PR #3210, opened 2023-11-16
Fix AwsQuery target serialization

rcoh:
## Motivation and Context
- aws-sdk-rust#957

----

### DIFF
--- a/CHANGELOG.next.toml
+++ b/CHANGELOG.next.toml
@@ -10,3 +10,9 @@
 # references = ["smithy-rs#920"]
 # meta = { "breaking" = false, "tada" = false, "bug" = false, "target" = "client | server | all"}
 # author = "rcoh"
+
+[[aws-sdk-rust]]
+message = "Fix broken serialization for SQS"
+references = ["smithy-rs#3210", "aws-sdk-rust#957"]
+meta = { "breaking" = false, "tada" = false, "bug" = false }
+author = "rcoh"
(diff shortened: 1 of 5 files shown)


buildSrc/src/main/kotlin/CodegenTestCommon.kt
```diff
@@ -137,6 +141,7 @@ fun Project.registerGenerateSmithyBuildTask(
     this.tasks.register("generateSmithyBuild") {
         description = "generate smithy-build.json"
         outputs.file(project.projectDir.resolve("smithy-build.json"))
+        // NOTE: This is not working.
```
Velfi, line 144: Should we create a TODO + issue for this?

Velfi (approved):

buildSrc/src/main/kotlin/CodegenTestCommon.kt
rcoh: filed

CHANGELOG.next.toml
```diff
@@ -9,4 +9,10 @@
...
 # references = ["smithy-rs#920"]
 # meta = { "breaking" = false, "tada" = false, "bug" = false, "target" = "client | server | all"}
-# author = "rcoh"
\ No newline at end of file
+# author = "rcoh"
+
+[[aws-sdk-rust]]
+message = "Fix broken serialization for SQS"
+references = ["smithy-rs#3210", "aws-sdk-rust#957"]
+meta = { "breaking" = false, "tada" = false, "bug" = false }
```
ysaito1001, line 17: Ah, this was actually `"bug" = true`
┄┄┄┄┄┄┄┄┄┄┄┄┄┄┄┄┄┄┄┄
● **EXERCISE REQUIREMENTS**
For this exercise, return the material above in full and exactly.

● **EXPECTED ANSWER**
PR #3210, opened 2023-11-16
Fix AwsQuery target serialization

rcoh:
## Motivation and Context
- aws-sdk-rust#957

----

### DIFF
--- a/CHANGELOG.next.toml
+++ b/CHANGELOG.next.toml
@@ -10,3 +10,9 @@
 # references = ["smithy-rs#920"]
 # meta = { "breaking" = false, "tada" = false, "bug" = false, "target" = "client | server | all"}
 # author = "rcoh"
+
+[[aws-sdk-rust]]
+message = "Fix broken serialization for SQS"
+references = ["smithy-rs#3210", "aws-sdk-rust#957"]
+meta = { "breaking" = false, "tada" = false, "bug" = false }
+author = "rcoh"
(diff shortened: 1 of 5 files shown)


buildSrc/src/main/kotlin/CodegenTestCommon.kt
```diff
@@ -137,6 +141,7 @@ fun Project.registerGenerateSmithyBuildTask(
     this.tasks.register("generateSmithyBuild") {
         description = "generate smithy-build.json"
         outputs.file(project.projectDir.resolve("smithy-build.json"))
+        // NOTE: This is not working.
```
Velfi, line 144: Should we create a TODO + issue for this?

Velfi (approved):

buildSrc/src/main/kotlin/CodegenTestCommon.kt
rcoh: filed

CHANGELOG.next.toml
```diff
@@ -9,4 +9,10 @@
...
 # references = ["smithy-rs#920"]
 # meta = { "breaking" = false, "tada" = false, "bug" = false, "target" = "client | server | all"}
-# author = "rcoh"
\ No newline at end of file
+# author = "rcoh"
+
+[[aws-sdk-rust]]
+message = "Fix broken serialization for SQS"
+references = ["smithy-rs#3210", "aws-sdk-rust#957"]
+meta = { "breaking" = false, "tada" = false, "bug" = false }
```
ysaito1001, line 17: Ah, this was actually `"bug" = true`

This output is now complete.